◆ Activity:
Please copy all of the records exactly, leaving nothing out.

***** Data extracts *****

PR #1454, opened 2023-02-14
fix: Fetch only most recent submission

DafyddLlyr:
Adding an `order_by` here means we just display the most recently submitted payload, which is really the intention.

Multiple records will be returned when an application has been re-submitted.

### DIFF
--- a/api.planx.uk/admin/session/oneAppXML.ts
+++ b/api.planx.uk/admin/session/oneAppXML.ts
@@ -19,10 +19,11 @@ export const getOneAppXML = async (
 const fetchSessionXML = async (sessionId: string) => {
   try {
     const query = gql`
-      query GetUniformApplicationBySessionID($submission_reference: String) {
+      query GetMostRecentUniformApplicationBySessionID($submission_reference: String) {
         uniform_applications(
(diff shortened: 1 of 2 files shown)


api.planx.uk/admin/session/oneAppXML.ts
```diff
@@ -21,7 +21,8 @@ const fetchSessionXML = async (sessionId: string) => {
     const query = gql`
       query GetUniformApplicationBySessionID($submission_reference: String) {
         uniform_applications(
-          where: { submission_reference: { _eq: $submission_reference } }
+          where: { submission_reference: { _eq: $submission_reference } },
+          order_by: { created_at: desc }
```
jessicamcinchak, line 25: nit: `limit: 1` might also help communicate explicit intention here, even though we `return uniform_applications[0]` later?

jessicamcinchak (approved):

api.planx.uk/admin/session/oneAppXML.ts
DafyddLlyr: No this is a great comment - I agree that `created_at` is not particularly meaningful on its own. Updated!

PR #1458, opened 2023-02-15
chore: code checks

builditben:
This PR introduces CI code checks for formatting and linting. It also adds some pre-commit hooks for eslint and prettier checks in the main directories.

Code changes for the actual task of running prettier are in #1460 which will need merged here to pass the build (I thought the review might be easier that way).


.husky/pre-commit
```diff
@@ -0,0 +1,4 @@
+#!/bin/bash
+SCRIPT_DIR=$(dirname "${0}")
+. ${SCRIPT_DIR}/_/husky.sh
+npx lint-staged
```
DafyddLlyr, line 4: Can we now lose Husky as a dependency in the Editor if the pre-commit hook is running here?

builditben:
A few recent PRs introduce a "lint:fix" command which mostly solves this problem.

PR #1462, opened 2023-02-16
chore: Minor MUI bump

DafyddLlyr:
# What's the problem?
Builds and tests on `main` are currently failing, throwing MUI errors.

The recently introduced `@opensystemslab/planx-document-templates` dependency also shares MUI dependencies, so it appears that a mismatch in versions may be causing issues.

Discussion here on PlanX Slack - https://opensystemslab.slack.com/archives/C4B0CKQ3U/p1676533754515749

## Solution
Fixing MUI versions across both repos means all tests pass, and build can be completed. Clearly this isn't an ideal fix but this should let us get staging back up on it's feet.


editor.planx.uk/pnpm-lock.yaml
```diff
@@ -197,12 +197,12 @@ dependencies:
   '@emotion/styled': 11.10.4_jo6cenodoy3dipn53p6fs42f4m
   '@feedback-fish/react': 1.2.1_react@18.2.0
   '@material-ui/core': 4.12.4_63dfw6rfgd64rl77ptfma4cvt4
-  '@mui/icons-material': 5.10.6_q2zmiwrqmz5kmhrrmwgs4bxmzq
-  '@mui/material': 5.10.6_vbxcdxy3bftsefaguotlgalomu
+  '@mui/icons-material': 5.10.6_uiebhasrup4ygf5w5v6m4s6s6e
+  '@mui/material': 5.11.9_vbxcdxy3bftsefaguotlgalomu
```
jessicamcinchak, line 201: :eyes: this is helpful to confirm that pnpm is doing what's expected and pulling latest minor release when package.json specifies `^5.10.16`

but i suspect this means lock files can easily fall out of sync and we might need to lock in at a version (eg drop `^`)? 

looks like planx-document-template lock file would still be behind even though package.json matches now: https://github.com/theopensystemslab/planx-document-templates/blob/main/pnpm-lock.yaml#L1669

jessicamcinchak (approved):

*****

◆ Reply to the exercise:
PR #1454, opened 2023-02-14
fix: Fetch only most recent submission

DafyddLlyr:
Adding an `order_by` here means we just display the most recently submitted payload, which is really the intention.

Multiple records will be returned when an application has been re-submitted.

### DIFF
--- a/api.planx.uk/admin/session/oneAppXML.ts
+++ b/api.planx.uk/admin/session/oneAppXML.ts
@@ -19,10 +19,11 @@ export const getOneAppXML = async (
 const fetchSessionXML = async (sessionId: string) => {
   try {
     const query = gql`
-      query GetUniformApplicationBySessionID($submission_reference: String) {
+      query GetMostRecentUniformApplicationBySessionID($submission_reference: String) {
         uniform_applications(
(diff shortened: 1 of 2 files shown)


api.planx.uk/admin/session/oneAppXML.ts
```diff
@@ -21,7 +21,8 @@ const fetchSessionXML = async (sessionId: string) => {
     const query = gql`
       query GetUniformApplicationBySessionID($submission_reference: String) {
         uniform_applications(
-          where: { submission_reference: { _eq: $submission_reference } }
+          where: { submission_reference: { _eq: $submission_reference } },
+          order_by: { created_at: desc }
```
jessicamcinchak, line 25: nit: `limit: 1` might also help communicate explicit intention here, even though we `return uniform_applications[0]` later?

jessicamcinchak (approved):

api.planx.uk/admin/session/oneAppXML.ts
DafyddLlyr: No this is a great comment - I agree that `created_at` is not particularly meaningful on its own. Updated!

PR #1458, opened 2023-02-15
chore: code checks

builditben:
This PR introduces CI code checks for formatting and linting. It also adds some pre-commit hooks for eslint and prettier checks in the main directories.

Code changes for the actual task of running prettier are in #1460 which will need merged here to pass the build (I thought the review might be easier that way).


.husky/pre-commit
```diff
@@ -0,0 +1,4 @@
+#!/bin/bash
+SCRIPT_DIR=$(dirname "${0}")
+. ${SCRIPT_DIR}/_/husky.sh
+npx lint-staged
```
DafyddLlyr, line 4: Can we now lose Husky as a dependency in the Editor if the pre-commit hook is running here?

builditben:
A few recent PRs introduce a "lint:fix" command which mostly solves this problem.

PR #1462, opened 2023-02-16
chore: Minor MUI bump

DafyddLlyr:
# What's the problem?
Builds and tests on `main` are currently failing, throwing MUI errors.

The recently introduced `@opensystemslab/planx-document-templates` dependency also shares MUI dependencies, so it appears that a mismatch in versions may be causing issues.

Discussion here on PlanX Slack - https://opensystemslab.slack.com/archives/C4B0CKQ3U/p1676533754515749

## Solution
Fixing MUI versions across both repos means all tests pass, and build can be completed. Clearly this isn't an ideal fix but this should let us get staging back up on it's feet.


editor.planx.uk/pnpm-lock.yaml
```diff
@@ -197,12 +197,12 @@ dependencies:
   '@emotion/styled': 11.10.4_jo6cenodoy3dipn53p6fs42f4m
   '@feedback-fish/react': 1.2.1_react@18.2.0
   '@material-ui/core': 4.12.4_63dfw6rfgd64rl77ptfma4cvt4
-  '@mui/icons-material': 5.10.6_q2zmiwrqmz5kmhrrmwgs4bxmzq
-  '@mui/material': 5.10.6_vbxcdxy3bftsefaguotlgalomu
+  '@mui/icons-material': 5.10.6_uiebhasrup4ygf5w5v6m4s6s6e
+  '@mui/material': 5.11.9_vbxcdxy3bftsefaguotlgalomu
```
jessicamcinchak, line 201: :eyes: this is helpful to confirm that pnpm is doing what's expected and pulling latest minor release when package.json specifies `^5.10.16`

but i suspect this means lock files can easily fall out of sync and we might need to lock in at a version (eg drop `^`)? 

looks like planx-document-template lock file would still be behind even though package.json matches now: https://github.com/theopensystemslab/planx-document-templates/blob/main/pnpm-lock.yaml#L1669

jessicamcinchak (approved):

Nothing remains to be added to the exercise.